What does an AI data scientist actually do?

An AI data scientist owns the full ML research loop: data profiling, leakage detection, model selection across families, hyperparameter tuning, validation on a holdout, calibration, deploy as prediction API. OctOpus does each step autonomously — drop a CSV, name the business goal, and the agent ships a validated model in minutes for most tabular tasks.

How is it different from AutoML platforms like DataRobot?

Classical AutoML runs a fixed sweep over a model zoo and stops. OctOpus is agentic: it iterates — runs an experiment, reads the metric, decides what to try next, runs another — up to 50 experiments per session. Built-in leakage probe, model-family rotation guard, and a model card the team can sign off on. Free tier handles real workloads.

Can I use it without writing code?

Yes. The default flow is browser-only — drop a CSV, type a question in chat, hit go. OctOpus emits Python under the hood and saves every train.py to the workspace for auditability, but you never need to read it.

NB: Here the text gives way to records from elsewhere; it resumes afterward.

PR #1072, opened 2021-12-30
Fix scaling for Bitmap resources with original size

### LINKED ISSUE #1053: Png image size differs between different screen densities
Hello,

**Describe the bug**
The images are provided as pngs for the different screen densities (dpi, dpi, xhip, xxhdpi, xxxhdpi).  Before the images were loaded via `BitmapFactory.decodeResource(context.resources, id)` and had the same relative size on devices with different screen densities, also non standard one (e.g. 420dpi). 
After migrating to coil the loaded bitmaps differ in the displayed size and appear bigger on devices which do not have a standard screen density.
I would expect to have the same image size for different screen densities as it was with BitmapFactory.

**To Reproduce**
The image has to be saved as pngs in the folders for the different screen densities (as described here: https://developer.android.com/training/multiscreen/screendensities#TaskProvideAltBmp). Then load this image with coil setting the size to OriginalSize. Do not set it directly inside an image view, instead convert the drawable to a bitmap. Compare the size with the bitmap size loaded with BitmapFactory. 
This only applies if the used device does not have a standard screen density, e.g. 420 dpi. 
See for my implementation https://gist.github.com/CordulaMW/495a5c313198e04671cedf41e8373fbb

**Logs/Screenshots**

**Version**
io.coil-kt:coil-base:1.4.0
Does only appear on devices with non standard screen density, e.g. Pixel 3a (440dpi) or Pixel 2 (420dpi)

chao2zhang:
Resolves #1053

When the requested size is `Original`, previously it would fall into `(outWidth > 0 && outHeight > 0)`, where `val dstWidth = width.pxOrElse { srcWidth }` would always be evaluated to `srcWidth`, and `srcWidth` ignores the screen density. 

This PR addresses the case of android resources specifically by applying the same logic handled inside `BitmapFactory.decodeResourceStream()`.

What ML models does OctOpus pick from?

LightGBM, CatBoost, XGBoost (gradient boosting); TabPFN, TabNet, FT-Transformer (tabular foundation/deep); NeuralForecast xLSTM/PatchTST/TFT, Chronos, TiRex, TimesFM (time-series); HuggingFace transformers (NLP); ResNet18 (images). The agent picks the family from the data signature — you don't have to know any of these acronyms.